WHAT YOU WILL DO: Go through the data and retrieve each line that includes the string "Collections".

ENTRIES SHOWN:

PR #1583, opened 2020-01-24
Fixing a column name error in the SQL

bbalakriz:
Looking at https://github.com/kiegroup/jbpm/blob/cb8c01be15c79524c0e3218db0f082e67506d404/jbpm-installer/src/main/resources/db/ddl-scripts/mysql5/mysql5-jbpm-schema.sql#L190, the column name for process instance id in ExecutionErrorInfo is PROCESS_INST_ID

--

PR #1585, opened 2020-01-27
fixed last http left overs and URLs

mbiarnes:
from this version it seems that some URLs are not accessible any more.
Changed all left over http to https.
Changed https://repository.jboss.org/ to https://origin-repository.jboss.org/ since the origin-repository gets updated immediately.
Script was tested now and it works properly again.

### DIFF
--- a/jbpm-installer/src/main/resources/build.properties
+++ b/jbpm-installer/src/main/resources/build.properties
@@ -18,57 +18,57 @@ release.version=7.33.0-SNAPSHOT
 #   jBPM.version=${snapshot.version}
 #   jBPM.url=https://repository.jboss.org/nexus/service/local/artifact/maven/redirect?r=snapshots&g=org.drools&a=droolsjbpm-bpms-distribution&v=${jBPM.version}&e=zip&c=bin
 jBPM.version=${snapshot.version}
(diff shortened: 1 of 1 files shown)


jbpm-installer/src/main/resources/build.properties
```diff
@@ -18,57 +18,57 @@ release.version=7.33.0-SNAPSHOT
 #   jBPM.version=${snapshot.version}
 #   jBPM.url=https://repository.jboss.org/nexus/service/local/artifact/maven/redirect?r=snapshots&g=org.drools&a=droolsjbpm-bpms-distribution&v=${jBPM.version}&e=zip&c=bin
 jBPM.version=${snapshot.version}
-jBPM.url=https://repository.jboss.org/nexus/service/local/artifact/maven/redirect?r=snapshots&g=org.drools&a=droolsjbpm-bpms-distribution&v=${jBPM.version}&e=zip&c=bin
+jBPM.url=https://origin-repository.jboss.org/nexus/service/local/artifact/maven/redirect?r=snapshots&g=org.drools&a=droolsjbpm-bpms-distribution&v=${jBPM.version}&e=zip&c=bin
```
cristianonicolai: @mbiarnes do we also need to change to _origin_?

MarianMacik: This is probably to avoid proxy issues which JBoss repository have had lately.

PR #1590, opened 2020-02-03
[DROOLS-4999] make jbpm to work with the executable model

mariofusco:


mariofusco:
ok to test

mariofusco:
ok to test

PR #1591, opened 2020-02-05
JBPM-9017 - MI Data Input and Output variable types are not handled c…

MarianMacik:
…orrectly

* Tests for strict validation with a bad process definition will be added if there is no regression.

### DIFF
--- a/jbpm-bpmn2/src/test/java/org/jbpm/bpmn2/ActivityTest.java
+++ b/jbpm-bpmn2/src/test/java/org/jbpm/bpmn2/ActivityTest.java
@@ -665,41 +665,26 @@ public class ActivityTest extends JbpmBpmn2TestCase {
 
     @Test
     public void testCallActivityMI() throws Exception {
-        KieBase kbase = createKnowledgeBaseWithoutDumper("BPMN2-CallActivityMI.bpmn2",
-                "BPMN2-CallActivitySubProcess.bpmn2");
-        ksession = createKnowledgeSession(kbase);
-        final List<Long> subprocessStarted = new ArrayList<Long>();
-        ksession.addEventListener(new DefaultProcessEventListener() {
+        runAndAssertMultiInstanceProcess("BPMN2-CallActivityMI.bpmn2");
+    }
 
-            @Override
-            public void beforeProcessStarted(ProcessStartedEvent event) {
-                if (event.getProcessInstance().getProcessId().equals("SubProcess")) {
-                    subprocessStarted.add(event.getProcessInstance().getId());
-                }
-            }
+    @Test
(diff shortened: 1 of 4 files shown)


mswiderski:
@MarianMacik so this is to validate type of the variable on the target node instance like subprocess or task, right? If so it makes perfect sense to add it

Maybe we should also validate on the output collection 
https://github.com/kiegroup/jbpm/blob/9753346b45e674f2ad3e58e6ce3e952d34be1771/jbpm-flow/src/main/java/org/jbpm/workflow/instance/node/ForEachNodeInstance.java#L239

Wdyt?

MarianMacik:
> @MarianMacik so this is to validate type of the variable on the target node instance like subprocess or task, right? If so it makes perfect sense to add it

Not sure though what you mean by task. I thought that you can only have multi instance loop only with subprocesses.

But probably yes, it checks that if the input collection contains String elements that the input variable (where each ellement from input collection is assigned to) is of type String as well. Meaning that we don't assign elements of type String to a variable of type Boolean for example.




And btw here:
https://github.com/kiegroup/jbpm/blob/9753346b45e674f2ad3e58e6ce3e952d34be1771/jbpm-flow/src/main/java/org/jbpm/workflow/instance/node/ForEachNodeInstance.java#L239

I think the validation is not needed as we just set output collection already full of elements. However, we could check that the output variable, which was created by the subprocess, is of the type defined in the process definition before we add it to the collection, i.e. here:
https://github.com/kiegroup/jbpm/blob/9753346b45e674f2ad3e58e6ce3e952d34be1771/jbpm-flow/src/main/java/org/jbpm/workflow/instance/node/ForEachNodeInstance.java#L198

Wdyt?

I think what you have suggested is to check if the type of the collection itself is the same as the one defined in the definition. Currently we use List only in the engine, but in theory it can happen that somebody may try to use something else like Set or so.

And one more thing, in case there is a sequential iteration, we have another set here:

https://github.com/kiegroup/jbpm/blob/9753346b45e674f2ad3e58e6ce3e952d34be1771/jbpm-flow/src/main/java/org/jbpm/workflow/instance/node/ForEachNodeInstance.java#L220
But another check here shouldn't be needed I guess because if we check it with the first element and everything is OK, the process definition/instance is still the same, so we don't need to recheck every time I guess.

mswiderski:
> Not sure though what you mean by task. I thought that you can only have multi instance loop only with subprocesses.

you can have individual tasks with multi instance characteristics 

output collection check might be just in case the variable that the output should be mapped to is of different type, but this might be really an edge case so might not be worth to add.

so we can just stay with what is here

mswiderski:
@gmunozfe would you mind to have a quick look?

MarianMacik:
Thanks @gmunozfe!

...

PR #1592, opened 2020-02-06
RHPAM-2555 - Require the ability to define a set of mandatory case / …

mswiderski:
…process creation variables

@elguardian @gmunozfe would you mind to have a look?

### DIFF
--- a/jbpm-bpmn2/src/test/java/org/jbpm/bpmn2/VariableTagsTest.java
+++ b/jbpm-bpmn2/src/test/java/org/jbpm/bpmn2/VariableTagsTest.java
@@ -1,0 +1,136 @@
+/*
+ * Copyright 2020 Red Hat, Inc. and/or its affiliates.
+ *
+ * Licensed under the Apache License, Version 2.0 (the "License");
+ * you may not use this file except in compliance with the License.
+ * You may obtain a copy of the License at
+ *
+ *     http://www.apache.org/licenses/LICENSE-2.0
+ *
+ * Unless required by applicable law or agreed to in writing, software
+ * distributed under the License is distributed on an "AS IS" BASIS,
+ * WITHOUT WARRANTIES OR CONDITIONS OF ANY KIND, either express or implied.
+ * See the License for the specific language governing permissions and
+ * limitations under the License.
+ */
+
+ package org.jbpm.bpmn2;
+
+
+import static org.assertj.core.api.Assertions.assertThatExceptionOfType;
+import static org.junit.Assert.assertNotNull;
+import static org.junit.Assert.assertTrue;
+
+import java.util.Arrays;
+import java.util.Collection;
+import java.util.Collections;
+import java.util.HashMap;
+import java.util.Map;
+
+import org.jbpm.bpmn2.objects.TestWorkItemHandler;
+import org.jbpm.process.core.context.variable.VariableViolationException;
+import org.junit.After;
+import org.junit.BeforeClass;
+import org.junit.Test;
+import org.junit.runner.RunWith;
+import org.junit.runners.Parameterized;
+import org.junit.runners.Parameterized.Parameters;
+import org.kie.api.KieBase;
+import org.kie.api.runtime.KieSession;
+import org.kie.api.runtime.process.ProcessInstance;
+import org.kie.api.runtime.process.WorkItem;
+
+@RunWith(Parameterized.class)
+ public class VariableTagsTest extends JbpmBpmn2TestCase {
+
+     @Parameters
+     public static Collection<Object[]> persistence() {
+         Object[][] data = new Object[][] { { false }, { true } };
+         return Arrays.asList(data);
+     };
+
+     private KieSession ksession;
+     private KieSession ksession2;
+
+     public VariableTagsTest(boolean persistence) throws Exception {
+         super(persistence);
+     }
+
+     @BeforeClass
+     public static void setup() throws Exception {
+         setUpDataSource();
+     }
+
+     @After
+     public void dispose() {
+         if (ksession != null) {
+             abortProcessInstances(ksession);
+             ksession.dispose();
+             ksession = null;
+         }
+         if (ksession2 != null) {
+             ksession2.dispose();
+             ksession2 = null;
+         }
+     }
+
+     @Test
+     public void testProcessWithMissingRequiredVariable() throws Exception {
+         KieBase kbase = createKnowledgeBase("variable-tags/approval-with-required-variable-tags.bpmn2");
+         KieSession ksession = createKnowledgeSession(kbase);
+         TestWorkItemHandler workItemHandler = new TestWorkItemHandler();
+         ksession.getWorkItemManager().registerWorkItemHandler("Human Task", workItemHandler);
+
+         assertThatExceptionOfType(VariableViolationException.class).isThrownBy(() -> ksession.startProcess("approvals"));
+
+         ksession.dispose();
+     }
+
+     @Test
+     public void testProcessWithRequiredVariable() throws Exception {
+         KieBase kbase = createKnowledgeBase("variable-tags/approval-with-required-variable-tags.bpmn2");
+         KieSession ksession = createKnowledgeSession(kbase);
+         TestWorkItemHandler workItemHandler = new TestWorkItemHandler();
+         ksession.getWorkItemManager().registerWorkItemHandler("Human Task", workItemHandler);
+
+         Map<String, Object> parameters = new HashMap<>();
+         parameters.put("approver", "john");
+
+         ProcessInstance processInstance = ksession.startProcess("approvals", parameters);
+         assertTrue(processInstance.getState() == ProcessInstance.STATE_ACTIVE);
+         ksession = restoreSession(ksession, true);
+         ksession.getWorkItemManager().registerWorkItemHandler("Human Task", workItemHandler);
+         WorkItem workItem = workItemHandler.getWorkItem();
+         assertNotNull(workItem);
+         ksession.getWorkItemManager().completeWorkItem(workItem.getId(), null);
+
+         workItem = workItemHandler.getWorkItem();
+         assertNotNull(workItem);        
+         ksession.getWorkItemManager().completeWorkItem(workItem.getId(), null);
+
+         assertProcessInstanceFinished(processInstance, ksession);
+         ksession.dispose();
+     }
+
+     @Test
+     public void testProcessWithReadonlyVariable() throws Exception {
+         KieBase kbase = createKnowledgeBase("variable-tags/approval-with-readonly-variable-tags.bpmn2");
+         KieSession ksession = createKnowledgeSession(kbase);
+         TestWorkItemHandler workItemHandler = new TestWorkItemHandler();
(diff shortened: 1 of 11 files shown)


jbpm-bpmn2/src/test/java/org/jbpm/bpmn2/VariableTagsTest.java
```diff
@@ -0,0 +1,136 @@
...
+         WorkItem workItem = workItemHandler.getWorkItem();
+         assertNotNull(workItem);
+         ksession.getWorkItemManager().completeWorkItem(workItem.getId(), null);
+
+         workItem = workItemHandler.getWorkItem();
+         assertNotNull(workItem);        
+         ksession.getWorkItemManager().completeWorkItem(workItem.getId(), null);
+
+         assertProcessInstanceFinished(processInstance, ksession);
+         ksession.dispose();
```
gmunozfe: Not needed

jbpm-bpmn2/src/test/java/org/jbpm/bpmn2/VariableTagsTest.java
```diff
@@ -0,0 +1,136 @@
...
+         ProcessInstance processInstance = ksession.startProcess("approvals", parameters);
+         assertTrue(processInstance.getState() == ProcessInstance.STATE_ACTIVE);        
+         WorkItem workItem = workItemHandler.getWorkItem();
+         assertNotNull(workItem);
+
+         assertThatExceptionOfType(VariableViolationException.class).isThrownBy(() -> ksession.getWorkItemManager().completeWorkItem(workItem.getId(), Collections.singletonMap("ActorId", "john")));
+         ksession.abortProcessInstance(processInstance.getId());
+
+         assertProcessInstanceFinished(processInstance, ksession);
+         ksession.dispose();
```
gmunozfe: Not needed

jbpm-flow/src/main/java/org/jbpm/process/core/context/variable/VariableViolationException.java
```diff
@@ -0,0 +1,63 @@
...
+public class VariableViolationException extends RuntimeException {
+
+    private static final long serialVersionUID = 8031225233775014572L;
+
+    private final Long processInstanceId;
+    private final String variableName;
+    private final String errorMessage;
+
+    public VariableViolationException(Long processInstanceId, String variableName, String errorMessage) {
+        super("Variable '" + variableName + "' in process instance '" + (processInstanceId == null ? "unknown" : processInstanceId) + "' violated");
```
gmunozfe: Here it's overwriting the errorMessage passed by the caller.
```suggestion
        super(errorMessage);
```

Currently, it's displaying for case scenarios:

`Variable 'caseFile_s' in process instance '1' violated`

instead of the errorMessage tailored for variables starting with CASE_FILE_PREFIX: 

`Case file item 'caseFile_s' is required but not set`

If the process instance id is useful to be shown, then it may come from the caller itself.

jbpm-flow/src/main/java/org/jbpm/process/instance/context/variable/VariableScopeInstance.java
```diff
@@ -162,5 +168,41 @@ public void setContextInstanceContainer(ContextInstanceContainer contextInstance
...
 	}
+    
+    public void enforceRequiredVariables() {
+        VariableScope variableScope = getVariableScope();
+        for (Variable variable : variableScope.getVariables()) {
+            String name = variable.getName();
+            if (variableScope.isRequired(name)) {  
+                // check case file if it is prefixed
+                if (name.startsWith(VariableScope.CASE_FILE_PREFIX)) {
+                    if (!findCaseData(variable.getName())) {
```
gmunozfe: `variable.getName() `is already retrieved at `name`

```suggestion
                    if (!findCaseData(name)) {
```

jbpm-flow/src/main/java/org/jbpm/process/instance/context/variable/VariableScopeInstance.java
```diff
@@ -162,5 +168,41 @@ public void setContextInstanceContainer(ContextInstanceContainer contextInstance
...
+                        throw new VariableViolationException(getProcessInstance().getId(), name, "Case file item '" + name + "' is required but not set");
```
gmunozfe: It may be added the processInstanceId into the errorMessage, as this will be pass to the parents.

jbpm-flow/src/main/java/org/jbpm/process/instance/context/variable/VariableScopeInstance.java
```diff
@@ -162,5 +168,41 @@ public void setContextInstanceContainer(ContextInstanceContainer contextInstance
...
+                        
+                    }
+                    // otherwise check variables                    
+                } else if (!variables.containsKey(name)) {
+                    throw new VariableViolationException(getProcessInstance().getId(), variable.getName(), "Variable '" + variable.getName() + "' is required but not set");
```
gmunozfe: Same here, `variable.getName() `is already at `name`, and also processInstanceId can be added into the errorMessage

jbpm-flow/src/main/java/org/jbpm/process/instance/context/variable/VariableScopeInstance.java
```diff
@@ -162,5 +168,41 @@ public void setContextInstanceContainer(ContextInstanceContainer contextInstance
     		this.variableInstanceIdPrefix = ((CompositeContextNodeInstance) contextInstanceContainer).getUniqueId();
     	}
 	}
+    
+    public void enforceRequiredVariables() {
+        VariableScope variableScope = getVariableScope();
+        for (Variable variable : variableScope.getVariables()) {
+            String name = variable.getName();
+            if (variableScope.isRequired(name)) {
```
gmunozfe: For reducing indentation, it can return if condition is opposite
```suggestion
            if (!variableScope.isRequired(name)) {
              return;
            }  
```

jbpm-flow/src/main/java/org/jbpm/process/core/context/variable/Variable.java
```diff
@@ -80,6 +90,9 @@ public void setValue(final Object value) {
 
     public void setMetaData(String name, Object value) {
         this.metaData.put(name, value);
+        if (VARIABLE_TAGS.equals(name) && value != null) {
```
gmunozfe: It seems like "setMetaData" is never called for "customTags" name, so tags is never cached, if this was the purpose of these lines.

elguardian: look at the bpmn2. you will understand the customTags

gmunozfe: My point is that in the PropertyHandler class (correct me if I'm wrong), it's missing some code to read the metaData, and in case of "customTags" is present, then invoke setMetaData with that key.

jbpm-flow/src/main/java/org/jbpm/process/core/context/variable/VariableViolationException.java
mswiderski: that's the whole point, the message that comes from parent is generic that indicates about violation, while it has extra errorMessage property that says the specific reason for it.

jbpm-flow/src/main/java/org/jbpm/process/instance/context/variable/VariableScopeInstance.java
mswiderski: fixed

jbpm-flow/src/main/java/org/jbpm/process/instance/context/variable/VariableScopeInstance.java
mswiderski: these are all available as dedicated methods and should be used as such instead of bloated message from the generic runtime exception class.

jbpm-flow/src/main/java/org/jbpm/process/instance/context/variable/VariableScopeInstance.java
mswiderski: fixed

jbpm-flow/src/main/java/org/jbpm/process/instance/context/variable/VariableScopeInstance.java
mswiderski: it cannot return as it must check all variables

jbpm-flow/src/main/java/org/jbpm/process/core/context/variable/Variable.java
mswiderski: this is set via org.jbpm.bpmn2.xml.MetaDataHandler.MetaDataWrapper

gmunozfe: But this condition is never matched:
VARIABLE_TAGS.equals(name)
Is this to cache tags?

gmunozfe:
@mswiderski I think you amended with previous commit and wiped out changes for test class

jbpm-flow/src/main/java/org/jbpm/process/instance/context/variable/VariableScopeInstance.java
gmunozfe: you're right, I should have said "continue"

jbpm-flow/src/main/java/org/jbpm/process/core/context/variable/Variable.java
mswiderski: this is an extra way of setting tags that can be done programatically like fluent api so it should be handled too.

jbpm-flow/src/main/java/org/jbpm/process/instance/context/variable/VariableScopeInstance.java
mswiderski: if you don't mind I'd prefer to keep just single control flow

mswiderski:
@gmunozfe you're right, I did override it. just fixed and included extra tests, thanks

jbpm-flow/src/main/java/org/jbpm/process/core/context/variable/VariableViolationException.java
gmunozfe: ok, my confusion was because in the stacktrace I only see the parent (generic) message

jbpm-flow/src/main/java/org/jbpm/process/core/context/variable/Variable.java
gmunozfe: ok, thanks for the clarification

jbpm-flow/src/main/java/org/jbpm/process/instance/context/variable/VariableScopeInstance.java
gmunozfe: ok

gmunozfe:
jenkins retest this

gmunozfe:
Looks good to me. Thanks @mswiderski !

RESPONSE BELOW:
+import java.util.Collections;
+         assertThatExceptionOfType(VariableViolationException.class).isThrownBy(() -> ksession.getWorkItemManager().completeWorkItem(workItem.getId(), Collections.singletonMap("ActorId", "john")));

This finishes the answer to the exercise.